If you have been following the Chinese-restaurant scene in the San Gabriel Valley in the last few years, you probably know about Chengdu Taste, the restaurant that showed California the world of Sichuan cuisine that lay beyond mapo tofu and twice-cooked pork -- if only for the famous two-hour wait for a table on weekends.
And if you had been driving along Valley Boulevard in Alhambra in the last couple of weeks, you might have noticed another enormous crowd outside a Sichuan restaurant: the brand-new Szechuan Impression, home to yet another brand of modern Sichuan cuisine. When I dropped by this weekend, I discovered that I was waiting in line with Matthew Kang of Eater, NPR R&B critic Oliver Wang and Amy Duan of the great Chinese-language food site Chihuo, which means that Szechwan Impressions was probably the place to be.
FOR THE RECORD
Aug 12, 9:40 a.m.: An earlier version of this post misspelled the name of the restaurant as Szechwan Impression; the correct spelling is Szechuan Impression. Also, the name of the owner of the Chihuo website was listed as Amy Chua; her name is Amy Duan.

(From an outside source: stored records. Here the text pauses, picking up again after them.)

PR #430, opened 2019-06-06
Don't send non-changed answers to the report service in `reporting.rake`

knowuh:
As per @pjanik 's suggestion, we only send answers who's `updated_at` is newer than `created_at`.

[#166524647]
https://www.pivotaltracker.com/story/show/166524647

### DIFF
--- a/app/services/report_service/run_sender.rb
+++ b/app/services/report_service/run_sender.rb
@@ -31,9 +31,9 @@ module ReportService
     end
 
     def serlialized_answers(run, host)
-      age_threashold_seconds = 0.25
+      age_threshold_seconds = 0.25
       modified_answers = run.answers.select do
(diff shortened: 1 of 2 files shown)


app/services/report_service/run_sender.rb
```diff
@@ -36,8 +36,11 @@ def serialized_answer(ans, run, host)
     end
 
     def serlialized_answers(run, host)
-      run.answers
-      .map do |ans|
+      age_threashold_seconds = 0.25
```
kswenson: "threashold" => threshold

knowuh:
@pjanik : The runs and answers actually have a 'dirty' flag that they maintain.  We can use that same approach when we incrementally update student  answers, but it wouldn't work for a batch operation.

PR #433, opened 2019-06-11
Export required and submitted props of the questions and answers

pjanik:
[#166414256]

1. Questions can be `required`.
2. Answers can be `submitted`.


scytacki:
Unfortunately I couldn't get 1.38.0 on production because I found a bug on staging. So I don't want to merge this, or update staging with it until we get 1.38.0 fixed.

PR #434, opened 2019-06-12
multiple plugins of the same type on the same page were broken

scytacki:
the plugin.id is different for each place the plugin is used.
instead we want an id that is constant for each javascript file that is loaded

[#166627102]


scytacki:
Just realized there is another potential problem. If someone registers the same plugin URL in two approved scripts the second one will not work properly because it will never be registered under the second approved_script id.

Probably we should use a hash of the url instead of the approved_script id. Or make sure there can't be two approved_scripts with the same url.  But that can be done later.

PR #436, opened 2019-06-14
Report service data/ids refactoring

pjanik:
Related to:
https://github.com/concord-consortium/rigse/pull/665

- Rename all the “class_hash” attributes to “context_id” (e.g. in Runs).
- Add “platform_id”, “platform_user_id” and “resource_link_id” attributes to Run.
- Update “import_clazz_info” rake task (perhaps it should be renamed too) to set “resource_link_id” for every run using “offering_id” attribute from the CSV file.
- Update “import_clazz_info” rake task to set “platform_id” and “platform_user_id” fields in every run based on “user_id” from the CSV file and hostname (manually provided when rake task is started).
- Update LARA code to save “domain_id”, “domain_uid”, and “resource_link_id” provided during the launch of the activity, as “platform_id”, “platform_user_id”, “resource_link_id”  in the newly created Run object.
- Update LARA report-service export code to include “platform_id”, “platform_user_id” and “resource_link_id” attributes in every answer.
- Update LARA report-service export code to include “tool_id”, “tool_user_id” in every answer.


app/services/report_service.rb
```diff
@@ -20,7 +20,7 @@ def self.make_key(*values)
   end
 
   def self.make_source_key(url)
-    make_key(url.gsub(UrlRegex, '\1'))
+    url.gsub(UrlRegex, '\1')
```
scytacki: Does the cloud function replace the dots with underscores when it makes the top level source document name?  Or is this going to change the top level source document names?

Either approach seems fine, I'm just curious.

lib/tasks/reporting.rake
```diff
@@ -110,34 +109,33 @@ namespace :reporting do
         puts "    Updated #{updated_srun_count} SequenceRuns"
         puts "    Updated #{updated_run_count} Runs"
       end
-      clazz_id, class_hash, learner_id, learner_key = import_line.strip.split(",")
+      clazz_id, class_hash, user_id, learner_key, resource_link_id = import_line.strip.split(",")
```
scytacki: This was refactored by Noah, so we should merge in master and resolve merge conflicts. The new code uses the learner_id when the learner_key is missing.

app/services/report_service.rb
scytacki: based on other code it seems likely the keys now have dots.

lib/tasks/reporting.rake
scytacki: I think I just fixed this. I'll wait for it to tests to run now.

lib/class_info_import_helper.rb
```diff
@@ -18,33 +18,38 @@ def self.class_info_url_path(class_id)
...
+      context_id: class_hash,
+      platform_id: platform_id,
+      platform_user_id: user_id,
+      resource_link_id: resource_link_id
+    }
+    SequenceRun
+      .where(remote_endpoint: remote_endpoint)
+      .each do |srun|
+        srun.update_attributes(attrs)
+        updated_srun_count = updated_srun_count + 1
```
scytacki:
```suggestion
```
Missed this reference to srun which won't work anymore.

lib/class_info_import_helper.rb
```diff
@@ -18,33 +18,37 @@ def self.class_info_url_path(class_id)
...
-          class_info_url: info_url,
-          class_hash: class_hash
-        })
+    Run
+      .where(remote_endpoint: remote_endpoint)
+      .each do |run|
+        run.update_attributes(attrs)
         updated_run_count = updated_run_count + 1
       end
+    line_count = line_count + 1
```
scytacki:
```suggestion
```

app/services/report_service.rb
pjanik: Sorry for the late answer, I didn't check this email, but I saw on Slack that this PR was merged.
Yes, I changed underscores to dots, so we can assume that the source is a host. That makes the code in the client-side app a bit simpler (no magic transformations required to get a source name from URL).

pjanik:
Thanks for the fixes!

PR #437, opened 2019-06-17
only send Portal Runs to the report service

scytacki:
this is is much fewer runs at the time of the commit this was 3,000 runs instead 800,000 runs.

We can currently only use the report with portal runs, so this isn't breaking anything.
When we support report service reports on teacher previews and anonymous runs, then we'll need to change this.


scytacki:
Yeah I thought we would also want all runs to be sent too, but we haven't put any work into using this report instead of LARA own report.  That LARA report is the only way to view a report of these non portal runs.

PR #439, opened 2019-06-17
In `#import_clazz_info` of `reporting.rake` fall back to `learner_id`

knowuh:
When `learner_key` isn't present, use `learner_id` to figure out `remote_endpoint`

When importing `class_hash` values from from portal CSV, if the learner secret key is missing, fall back to the `learner_id`.

[#166747707]

https://www.pivotaltracker.com/story/show/166747707

### DIFF
--- a/lib/class_info_import_helper.rb
+++ b/lib/class_info_import_helper.rb
@@ -1,0 +1,50 @@
+
+module ClassInfoImportHelper
+
+  def self.remote_endpoint_path_for(import_line)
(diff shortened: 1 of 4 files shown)


knowuh:
Most of this PR is tests ... the actual implementation (pre-refactor) was in https://github.com/concord-consortium/lara/pull/439/commits/20ec8c5344e0bf1ad1c535a424d15414c1420bfa

PR #441, opened 2019-06-18
Plugin authoring gui

scytacki:
I'm opening this Draft PR so it is easier to track this work.


lara-typescript/src/lib/plugin-context.ts
```diff
@@ -30,12 +41,17 @@ export interface IPluginContext {
...
+export interface IPluginAuthoringContextOptions extends IPluginCommonOptions {
+  /** Type of the plugin */
+  type: "authoring";
+  /** URL used to save plugin authoring state. */
+  authorDataSaveUrl: string;
 }
 
 /** Data generated by LARA, passed to .initPlugin function, and then used to generate final IEmbeddableRuntimeContext */
-export interface IEmbeddableContext {
+export interface IEmbeddableContextOptions {
```
scytacki: Why is `Options` added to the name here?

lara-typescript/src/lib/plugins.spec.ts
```diff
@@ -18,11 +20,12 @@ describe("Plugins", () => {
...
     it ("should let plugin to register itself only once", () => {
-      const pluginConstructor = jest.fn();
+      const runtimeClass = jest.fn();
+      const authoringClass = jest.fn();
       setNextPluginLabel("test");
-      expect(registerPlugin("*DEPRECATED*", pluginConstructor)).toEqual(true);
+      expect(registerPlugin({runtimeClass, authoringClass})).toEqual(true);
       setNextPluginLabel("test");
-      expect(registerPlugin("*DEPRECATED*", pluginConstructor)).toEqual(false);
+      expect(registerPlugin({runtimeClass, authoringClass})).toEqual(false);
```
scytacki: Since authoringClass is optional now. It'd be good to have a test for that.

app/controllers/plugins_controller.rb
```diff
@@ -39,14 +32,9 @@ def update
...
       @plugin.update_attributes(params['plugin'])
-      @plugin.reload
     end
 
-    respond_to do |format|
-      format.js do
-        # will render update.js.erb
-      end
-    end
+    redirect_to(request.env['HTTP_REFERER'].sub(/\?.+/, ''))
```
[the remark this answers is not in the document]
sfentress: Doug and I hacked that solution when trying to understand why the activity-level plugin form didn't reload the activity edit page (like the page-level plugin forms do) and instead tried to load a non-existent plugin page.

The redirect line itself mimics the same line at https://github.com/concord-consortium/lara/blob/master/app/controllers/embeddable/embeddables_controller.rb#L20, but is implemented slightly differently there.

We weren't sure if this was the correct solution (though it appears to work fine).

lara-typescript/src/lib/plugin-context.ts
sfentress: The original name `IEmbeddableContext` was confusing because it is different from the `IPluginRuntimeContext` that is part of the API and is passed to a plugin. Instead this is a set of options that is passed in order to generate the `IPluginRuntimeContext`.

lara-typescript/src/lib/plugins.spec.ts
sfentress: :+1: I will add.

sfentress: Done.

lara-typescript/src/lib/plugin-context.ts
scytacki: To me it is weird that we now have IPluginRuntimeContext and IPluginContextOptions, and IEmbeddableRuntimeContext and IEmbeddableContextOptions.

If we are going with Options then it seems better to have IPluginContext and IPluginContextOptions  or to have IPluginRuntimeContext and IPluginRuntimeContextOptions.  Removing Runtime and adding Options seems inconsistent.

I'm looking to see if there is a new IPluginAuthoringContext...

scytacki: Looking at the code it looks like IEmbeddableContext was also defined in the embeddable-runtime-context.ts file. It looks like that file was not changed by this PR.

Doh, I see there is a IPluginAuthoringContextOptions and IPluginRuntimeContextOptions.  Sorry. So I guess my only problem was really IEmbeddable* . I'm continuing to grok this to see if there is really anything that can be improved...

lara-typescript/src/lib/plugin-context.ts
```diff
@@ -14,12 +15,22 @@ export interface IPluginContext {
   pluginId: number;
   /** The authored configuration for this instance (if available). */
   authoredState: string | null;
+  /** Reserved HTMLElement for the plugin output. */
+  container: HTMLElement;
+  /** Wrapped embeddable runtime context if plugin is wrapping some embeddable. */
+  wrappedEmbeddable: IEmbeddableContextOptions | null;
```
scytacki: So this is added to the IPluginAuthoringContextOptions interface, but IEmbeddableContextOptions (previously IEmbeddableContext) has some fields that are Runtime specific: interactiveStateUrl and interactiveAvailable.  As far as I can tell the wrappedEmbeddable is not passed through to the IPluginAuthoringContext so it is probably best to just remove this from IPluginCommonOptions for now. 

We'll need to add something like it back in to support a real preview, but it will need a different type signature.

app/controllers/plugins_controller.rb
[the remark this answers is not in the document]
scytacki: Oh well, I don't have time to figure out a better way now.

lara-typescript/src/lib/plugin-context.ts
sfentress: We could remove it, but I think we'd add it right back in when supporting preview.

I think the `IEmbeddableContextOptions` type is ok. `interactiveStateUrl` is allowed to be `null`, and if `interactiveAvailable` refers to `clickToPlay` (I think it does), then we probably want to know that when rendering the preview, so that the teacher-edition model looks the same as it would look to the student.

But I don't feel strongly about this, so it could also be removed.

scytacki:
Looking at the docs, it'd be useful to explain more of what the IPluginAuthoringConstructor and IPluginRuntimeConstructor are. Or perhaps they should be removed from the docs if a plugin developer doesn't need to care about them.  https://github.com/concord-consortium/lara/tree/plugin-authoring-gui/docs/lara-plugin-api#ipluginauthoringconstructor

Is the container here: https://github.com/concord-consortium/lara/blob/plugin-authoring-gui/docs/lara-plugin-api/interfaces/ipluginauthoringcontext.md#container where the authoring UI should be placed?  If so it'd be better to make that more explicit in the docs.

lara-typescript/src/lib/plugin-context.ts
scytacki: I'm pretty sure the IEmbeddable* object that is needed for the preview will be different. We talked about having a route in LARA to render the html of the embeddable, so the plugin could use that. So then the wrappedEmbeddable object would contain a URL to this embeddable route. That URL wouldn't be something we'd want to expose to plugin runtime. Supporting click to play will be complicated with this preview approach since it requires not only html but also javascript which seems tricky to get right, so I'd guess we will just avoid it on first pass.

So I still think we should remove it for now, so we we don't feel we need to use this same interface when working on the preview.

lara-typescript/src/lib/plugin-context.ts
scytacki: Probably my rambling above is hiding the one thing that I think needs to change here:

IEmbeddableContext seems to also be defined in embeddable-runtime-context.ts and that file doesn't seem to be changed by this PR.  I don't know why it is defined twice, but if it is renamed it should be renamed there or the duplication should be fixed.

dougmartin:
@scytacki I've removed IEmbeddableContext

scytacki:
So my remaining suggested changes are:

- move wrappedEmbeddable out of IPluginCommonOptions
- document the the constructors better (or remove from docs if unnecessary)
- document what the 'container' is for better

scytacki:
Oh here is another one.  The documentation on this page needs to be updated:
https://github.com/concord-consortium/lara/tree/plugin-authoring-gui/docs/lara-plugin-api

It is still referring to the old 'registerPlugin' method signature.

lara-typescript/src/lib/plugin-context.ts
```diff
@@ -138,7 +138,7 @@ const log = (context: IPluginContextOptions, logData: string | ILogData): void =
 };
 
 const fetchPluginEventLogData = (context: IPluginContextOptions) => {
```
scytacki: It is too late to change this now. But it is code like this, which is why using Options doesn't seem right. This object is not just a set of options to configure the context. It is actually the internal object used by the plugin api implementation.

dougmartin: That shouldn't be using options but rather the context.  Its easy to fix - I'll do that now.

scytacki:
This page is still referring to the old registerPlugin signature:
https://github.com/concord-consortium/lara/tree/plugin-authoring-gui/docs/lara-plugin-api

This container documentation still doesn't really make it clear this is where the plugin should be putting its authoring UI:
https://github.com/concord-consortium/lara/blob/plugin-authoring-gui/docs/lara-plugin-api/interfaces/ipluginauthoringcontext.md#container

The constructor documentation is just repeating what the code is saying.  I think these constructors are the main constructor referred to here, right?
https://github.com/concord-consortium/lara/tree/plugin-authoring-gui/docs/lara-plugin-api#plugin-implementation

But otherwise this PR is fine. I'll add a seperate story for improving the documentation.

PR #446, opened 2019-06-25
Updated plugin api documentation [#166851983]

dougmartin:
- converted registerPlugin to use new single object parameter signature
- added authoring information to plugin api readme, including which plugins don't support authoring
- added manifest section to plugin api readme
- removed unneeded constructor type aliases to reduce confusion in the generated docs


pjanik:
Looks good 👍 

> * removed unneeded constructor type aliases to reduce confusion in the generated docs

Not sure about this one. But as long as constructors are getting type-checked in the plugins, I'm fine. That was pretty useful when I was updating plugins to V3 - I saw my calls to `registerPlugin` being highlighted. But if I read the code correctly, this will still work, right?

dougmartin:
@pjanik Yes the typecheck for the constructors still works.  The two type aliases had to be exported because they were part of an exported interface but they really are internal so it made sense to just inline the type alias and get rid of the need to document them.

scytacki:
@dougmartin not sure if you saw my last comment above. ⬆️

dougmartin:
@scytacki I updated the docs pre your request.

The chef comes from the kitchens of a five-star hotel in Chengdu, so the flavors will be familiar to aficionados of Sichuan cooking – cold, spicy rabbit, al dente cold noodles in chile oil, spicy lamb.
But if anything the flavors tend to come from the less-spicy end of the spectrum: chewy sliced pig’s ears smoked like Sichuan bacon; fried lozenges of rice cake sprinkled with soy powder and served on a puddle of liquefied black sugar; beautifully pickled Persian cucumbers; Chinese greens flash-fried in a smoking-hot wok. Garlic shredded pork with garlic (actually thinly sliced steamed pork) is oddly delicate. If you show up early enough to land one of the 20 orders of bon bon chicken cooked each day, you can get it either pale, with Sichuan pepper, or red, with the characteristic payload of chiles. And the Leshan beef – "Legcrossingly Yum,’’ the menu describes it – is not unlike a Korean-style soup of beef and turnips, bland until you drag the meat across a little saucer piled with chiles and aromatics.
I don't know where you're going to be next weekend. I plan to be at Szechuan Impressions, inhaling cold plum juice, drunken whelks and a plate of Big Mouth Zizong Ginger Frog ... if I can wrap my mind around the line.